What the heck are you talking about? The value of dev->queue_count won't
even let the thread iterate an nvmeq before q_lock is initialized.

We used to rcu protect queue access, but that was to make nvme's
make_request_fn safe to surprise removal, not for the polling thread.

2015-05-22 18:18:43

by Parav Pandit

[permalink] [raw]
Subject: Re: [PATCH] NVMe: Avoid interrupt disable during queue init.

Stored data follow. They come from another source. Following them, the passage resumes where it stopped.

Issue #20884, opened 2025-01-24
Improved business day support


MarcoGorelli:
This comes up repeatedly when I teach Polars. `add_business_days` / `business_day_count` are a start, but people really want to be able to use business days in `group_by_dynamic` / `rolling`. Concrete requests people have brought up are:
- `Expr.is_business_day`
- business days in `rolling_mean_by`, such as "rolling mean over the last 3 business days"
- business days in `group_by_dynamic`

Implementation-wise, I don't think this would be terrible - `add_business_day` could be added alongside https://github.com/pola-rs/polars/blob/c2accef08c2d2a51efdd343d0f8031a269831348/crates/polars-time/src/windows/duration.rs#L487-L531, and `'bd'` could be accepted into the Polars string language.

The main difficulty I see is, API-wise, how to specify custom weekday masks and holiday calendars. In [Expr.dt.add_business_days](https://docs.pola.rs/api/python/dev/reference/expressions/api/polars.Expr.dt.add_business_days.html), this is solved by having `week_mask` and `holidays` arguments. However, adding `week_mask` and `holidays` arguments to every temporal function which handles intervals (`rolling_*_by`, `offset_by`, `group_by_dynamic`, `rolling`, `upsample`, ...) seems infeasible - I don't think it's warranted to expand all these functions' APIs for functionality which sure is useful but only perhaps to 1% of users.

Would it work to instead have `week_mask` and `holidays` be configurable with `pl.Config`? So people could do something like
```python
with pl.Config() as cfg:
    cfg.set_week_mask([True, True, True, True, False, False, True])  # Islamic calendar
    df = df.with_columns(pl.col('price').rolling_mean_by('date', '3bd').over('asset'))
```

orlp:
I'm not a fan of the global config whatsoever. We need to find a different solution.

The cleanest is probably by not (only) using `'3bd'` but instead doing something like (syntax completely up for debate):

```python
bd = BusinessDays(week_mask = [True, True, True, True, False, False, True])
df = df.with_columns(pl.col('price').rolling_mean_by('date', bd(3)).over('asset'))
```

MarcoGorelli:
From discussion:

- 👍 for `BusinessDays` class
- initially at least, it should not be possible to mix business-day aware durations with non-business ones. E.g. you can't offset by 3 business days and 2 hours. If anyone has a use case for that, please do post a comment 🙏

alexander-beedie:
[...]

PR #21776, opened 2025-03-15
feat: Add dt.is_business_day

MarcoGorelli:
One step towards https://github.com/pola-rs/polars/issues/20884

~~looking through this + will add tests for the uncovered lines~~


ritchie46:
Nice! Maybe tag `unstable` for now? Then we can experiment with the API.

MarcoGorelli:
Sure, can do, just wanted to double check - this API is the same as the API from:
- [Expr.add_business_days](https://docs.pola.rs/api/python/dev/reference/expressions/api/polars.Expr.dt.add_business_days.html)
- [business_day_count](https://docs.pola.rs/api/python/dev/reference/expressions/api/polars.business_day_count.html#polars.business_day_count)

which have been in Polars for nearly 1 year (Apr 13, 2024 release), without (as far as I've seen) compliants - should we mark all 3 as unstable, or is the stability of the existing ones enough to justify `is_business_day` not being unstable?

ritchie46:
Yes, having it in the main Polars will give more exposure. If we can tag it unstable for 3 months. Then we can stabilize after the grace period.

eitsupi:
> Sure, can do, just wanted to double check - this API is the same as the API from:
> 
>     * [Expr.add_business_days](https://docs.pola.rs/api/python/dev/reference/expressions/api/polars.Expr.dt.add_business_days.html)
> 
>     * [business_day_count](https://docs.pola.rs/api/python/dev/reference/expressions/api/polars.business_day_count.html#polars.business_day_count)

As a side note, some of `polars.business_day_count` arguments need to be changed to keyword-only. (which I would modify, but I don't have the bandwidth)

MarcoGorelli:
thanks both - have done so, and marked the business functionality as unstable (including the existing ones, as we're making some args keyword-only and they should probably have been marked unstable to begin with)

MarcoGorelli:
> As a side note, some of `polars.business_day_count` arguments need to be changed to keyword-only. (which I would modify, but I don't have the bandwidth)

This would break Polars' own docstrings, tbh I don't think it's worth changing. for consistency i've removed the keyword-only-ness from is_business_day too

On Fri, May 22, 2015 at 11:17 PM, Keith Busch <[email protected]> wrote:
> On Fri, 22 May 2015, Parav Pandit wrote:
>>
>> I agree to it that nvmeq won't be null after mb(); That alone is not
>> sufficient.
>>
>> What I have proposed in previous email is,
>>
>> Converting,
>>
>> struct nvme_queue *nvmeq = dev->queues[i];
>> if (!nvmeq)
>> continue;
>> spin_lock_irq(nvmeq->q_lock);
>>
>> to replace with,
>>
>> struct nvme_queue *nvmeq = rcu_dereference(dev->queues[i]);
>> if (!nvmeq)
>> continue;
>> spin_lock_irq(nvmeq->q_lock);
>>
>> This will prevent fetching content of q_lock before checking for NULL
>> condition. Classic usage or RCU.
>
>
> What the heck are you talking about? The value of dev->queue_count won't
> even let the thread iterate an nvmeq before q_lock is initialized.
>
Oh, right. My bad. I was getting confused with the possible reordering
in reset path within,
nvme_free_queues()
1320 dev->queue_count--;
1321 dev->queues[i] = NULL;

while nvme_kthread is working on it.
But thats unlikely case because device is removed from the list before.

Yes, so mb() is good enough.
I will send you the patch.
Thanks.


> We used to rcu protect queue access, but that was to make nvme's
> make_request_fn safe to surprise removal, not for the polling thread.